During this lengthy period of my life, the greater part of my energy was consecrated to what one might call "piece work": the scrupulous work of shaping, assembling, getting things to work, all that was essential for the construction of all the rooms of the houses, which some interior voice (a demon perhaps? ) exhorted me to build, the voice of a master craftsman whispering to me now and then depending on the way the work was advancing. Absorbed as I was by the tasks of my craft- brick-layer, stone-mason, carpenter, plumber, metal worker, wood worker - I rarely had the time to write down in black and white, save in sketching the barest outlines, the invisible master-plan that except , ( as it became abundantly clear later) to myself underlined everything, and which, over the course of days, months and years guided my hand with the certainty of a somnambulist.(*)
On the basis of what I've been able to see around me at the level of mathematical discovery, these incredible detours of the roads of discovery are characteristic of certain great investigators only. This may be due to the fact that over the last two or three centuries the natural sciences, and mathematics even more so, have gradually liberated themselves from all the religious and metaphysical assumptions of their culture and time. which served as particularly severe brakes on the universal development, ( for better or worse) of a scientific understanding of the universe. It is true, all the same, that some of the most basic and fundamental notions in mathematics (such as spatial translation, the group, the number zero, the techniques of calculus, the designation of coordinates for a point in space, the notion of a set, of a topology, without even going into negative and complex numbers), required millennia for their emergence and acceptance. These may be considered so many eloquent signs of that inherent "block", implanted in the human psyche, against the conceptualization of totally new ideas, even when these ideas possess an almost infantile simplicity, and which one would think would be obvious based on the available evidence, over generations, not to say millennia ....
To return to my own work, I've the impression that the "hand waving" ( perhaps more numerous than those of my colleagues), has been largely over matters of detail. usually quickly rectified by my own careful attention. These might be called simple "accidents of the road" of a purely local character without any serious effects on the validity of the underlying intuitions of the specific situation. On the other hand, at the level of ideas and large-scale intuitions, I feel that my work stands the test of time, as incredible as that may seem. It is this certainty without hesitation of having grasped at every instant, if not exactly the ends to which my thought leads, ( which often enough lie hidden), but at least the most fertile directions which ought to be explored that will lead directly to that which is most essential. It is this quality of "certitude" which has brought to my mind Koestler's image of the "sleepwalker"
In terms of its quantity, my work during these productive years found its concrete expression in more than 12,000 published pages in the form of articles, monographs or seminars(*)
These purely "quantitative" indicators give no more, admittedly, than a crude overview of my work, to the total neglect of those things which gave it life, soul and vigor. As I've written above, the best thing I've brought to mathematics has been in terms of original viewpoints which I've first intuited,then patiently unearthed and developed bit by bit. Like the notions I've mentioned, these original viewpoints, which introduced into a great multiplicity of distinct situations, are themselves almost without limit.
However, some viewpoints are more extensive than others, which along have the capacity to encapsulate a multitude of other partial viewpoints, in a multitude of different particular instances. Such viewpoints may be characterized as "Great Ideas". By virtue of their fecundity, an idea of this kind give birth to a teeming swarm of progeny, of ideas inheriting its fertility, which , for the most part,(if not all of them) do not have as extensive a scope as the mother-concept.
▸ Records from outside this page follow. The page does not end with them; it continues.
PR #664, opened 2017-10-02
Added a few extra platforms

telanus:


RobLoach:
A few? ahhaha. This is the world of platforms! :smile:

strycore:
This is great, the only bit that worries me is that we still have to maintain those 2 list of platforms, this is silly and shouldn't be too hard to fix.

strycore:
We have to do something about this XD

workspace 2_001

PR #665, opened 2017-10-04
flowbox: Fix ImportError for get_pixbuf_for_game

aszlig:
The error was introduced in 60f90f0c58acc3a17365132c541864e284c011e4 and I've stumbled upon this while trying to run the test suite.


strycore:
Thanks, I've missed that one!

PR #667, opened 2017-10-06
updated the Devices and added the DEC PDP-1

telanus:
Added most of the normal devices used in mame/mess, the more out there ones IE bitbanger and midiin and midiin I didn't add as the systems mostly don't work or so niche that I doubt it'll ever get used


strycore:
Nice!

PR #1968, opened 2019-03-30
Newly designed library search mechanism based on ldconfig.

aTosser:
This approach will solve the runtime not being able to find where libraries are located by using the ld.so.cache. This way we can rely on the system to know where it's own libraries are located instead of needing hard coded paths.

### DIFF
--- a/lutris/util/linux.py
+++ b/lutris/util/linux.py
@@ -273,7 +273,6 @@ class LinuxSystem:
                 # On non amd64 setups, only the first element is relevant
                 lib_paths = [lib_paths[0]]
             #if all([os.path.exists(path) for path in lib_paths]):
-            print(lib_paths)
             yield lib_paths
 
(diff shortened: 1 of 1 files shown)


aTosser:
The test failure noted here have nothing to do with the changes that I made to the codebase.

strycore:
Yeah, I'm really not sure about such a risky change and going 100% with ldconfig. This might introduce some kind of major issue down the line. That said, we're far enough from the next release that we can get this well tested by the time of the release. 

The PR itself looks good and looks like it's doing the right thing. Going to merge it so we can catch any issue and refactor some of the code.

aTosser:
Let me know if there is anything you would like me to modify for style for refactoring.

strycore:
the style is ok but we have a lot nesting going on there, I think it's time to decompose some of the stuff into smaller units

PR #1982, opened 2019-04-02
ldconfig correction

aTosser:
Now including all lib folders detected on system as well as keeping ordering for duplicates for distros that care.


AccountOneOff:
Tested and working.

PR #1989, opened 2019-04-04
iteritems() does not exist in python3 use items() instead

Riesi:


strycore:
Thanks, but I already commited the fix

PR #2017, opened 2019-04-09
BlastEm got libretro support

telanus:
https://www.retrodev.com/repos/blastem/rev/8500bd987dda


RobLoach:
We're working on getting the new upstream core on buildbot. In the mean time, this applies nicely. Thanks!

When it comes to presenting a "Great Ideas", to "speak it", one is faced with, almost always, a problem as delicate as its very conception and slow gestation in the person who has conceived it - or, to be more precise, that the sum total laborious work of gestation and formation isthe "expression" of the idea: that work which consists of patiently bringing it to light, day after day, from the mists that surround its birth, to attain, little by little, some tangible form, in a picture that is progressively enriched, confirmed and refined over the course of weeks, months and years. Merely to name the idea in terms of some striking formulation, or by fairly technical key words, may end up being a matter of a few lines, or may extend to several pages. Yet it is very rare to find anyone who, without knowing it in advance, is able to "hear" this "name", or recognize its face. Then, when the idea has attained to its full maturity, one may be able to express it in a hundred or so pages to the full satisfaction of the worker in whom it had its birth . Yet it may also be the case that even a thousand pages, extensively reworked and thought over, will not suffice to capture it.(*)
That piece of my programme on the theme of schemas, their prolongations and their ramifications, that I'd completed at the time of my departure, represents all by itself the greatest work on the foundations of mathematics ever done in the whole history of mathematics(Italics added by the translator so that there should be no misunderstanding of who is speaking), and undoubtedly one of the greatest achievements in the whole history of Science.